What WikiLeaks represents is what governments and corporations fear: a threat to their cultures of secrecy and dominance in their domains.

Look for Washington and our corporate media to call for new laws to stop this kind of thing. Politicians and bureaucrats who don't trust us to know what's really going on — they are legion in both major parties — have allies among the traditional media and the entertainment industry that would gain enormously if the Internet were to be turned into a slightly more interactive version of 20th century print and broadcast media.


Glenn Greenwald, Salon:

Whatever else is true, WikiLeaks has yet again proven itself to be one of the most valuable and important organizations in the world. Just as was true for the video of the Apache helicopter attack in Baghdad, there is no valid justification for having kept most of these documents a secret. But that's what our National Security State does reflexively: it hides itself behind an essentially absolute wall of secrecy to ensure that the citizenry remains largely ignorant of what it is really doing.

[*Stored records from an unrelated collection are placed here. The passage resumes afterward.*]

PR #1195, opened 2021-11-24
fix(filter-step): keep relative date selected when switching from/until operators TCTC-1193

alice-sevin:
Keep a relative date selected when switching between relative date operators.
Before:
Relative date was transformed to a simple date because we didn't authorize relative date in Date validator
before

After:
Add a new condition to enable relative date, keep it unchanged if operator is from/until
validation

UAT:
Apply feature flag for relative date as enabled
Create a filter step on a date column
Select from operator
Select a relative date as value
Switch to until operator (should keep relative date value unchanged)

### DIFF
--- a/src/lib/dates.ts
+++ b/src/lib/dates.ts
@@ -160,6 +160,11 @@ export const relativeDateRangeToString = (
   return `${relativeDateLabel} ${relativeDateRange.operator}${CUSTOM_DATE_RANGE_LABEL_SEPARATOR}${baseDateLabel}`;
 };
 
+export const isRelativeDate = (value: any): value is RelativeDateRange => {
+  if (!(value instanceof Object)) return false;
+  return _has(value, 'duration') && _has(value, 'quantity');
+};
+
 export const isRelativeDateRange = (
   value: string | CustomDateRange | undefined,
 ): value is RelativeDateRange => {
--- a/src/lib/dates.ts
+++ b/src/lib/dates.ts
@@ -30,7 +30,10 @@ export type RelativeDate = {
 
 export function isRelativeDate(val: any): val is RelativeDate {
   return (
-    typeof val == 'object' && typeof val.quantity == 'number' && typeof val.duration == 'string'
+    val &&
+    typeof val == 'object' &&
+    typeof val.quantity == 'number' &&
+    typeof val.duration == 'string'
   );
 }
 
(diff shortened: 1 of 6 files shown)


src/lib/dates.ts
```diff
@@ -154,6 +154,11 @@ export const relativeDateRangeToString = (
   return `${relativeDateLabel} ${relativeDateRange.operator}${CUSTOM_DATE_RANGE_LABEL_SEPARATOR}${baseDateLabel}`;
 };
 
+export const isRelativeDate = (value: any): value is RelativeDateRange => {
+  if (!(value instanceof Object)) return false;
+  return _has(value, 'duration') && _has(value, 'quantity');
+};
```
davinov, line 160: Hihi I think this duplicates https://github.com/ToucanToco/weaverbird/pull/1103/files#diff-be9722f143d0d492db199700788ead0bc38d9b1b4bb9401e82f0f1434d8da1ceR31-R35
They are doing approximately the same thing we just need to be careful to remove one of the two when merging the second one.

tests/unit/lib/dates.spec.ts
```diff
@@ -167,6 +168,16 @@ describe('relativeDateRangeToString', () => {
...
 
+describe('isRelativeDate', () => {
+  it('should return false if value is not a relative date', () => {
+    expect(isRelativeDate('{{today}}')).toBe(false);
+    expect(isRelativeDate({ start: new Date() })).toBe(false);
+  });
+  it('should return true if value is a relative date', () => {
+    expect(isRelativeDate({ quantity: 2, duration: 'year' })).toBe(true);
+  });
+});
```
davinov, line 179: Thanks for testing this utility function!

src/lib/helpers.ts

Gabriel Schoenfeld, Corner/National Review:

The larger point one might draw from this episode is that democracies like ours have a vital need for secrecy in the conduct of foreign affairs and war. And Wikileaks, which appears to be beyond the reach of our laws, is engaging in an assault on democratic governance. Our best hope of avoiding future such episodes is to do a better job of protecting secrets. Part of this involves tighter security and harsher penalties for those who leak vital secrets. Another no less important part is tackling our government's penchant for overclassification and mis-classification, which breeds disrespect for legitimate secrecy and creates a climate in which even leaks of highly sensitive information are taken as a norm.


James Fallows, Atlantic:

This time, Wikileaks worked with the Times — and the Guardian and Der Spiegel — to organize, make sense of, and presumably vet the data. Wikileaks could have simply posted the raw info even without the news organizations' help. At first glance this is a very sophisticated illustration of how newly evolving media continually change the way we get information, but don't totally replace existing systems. The collaboration of three of the world's leading "traditional" news brands makes a difference in the way this news is received.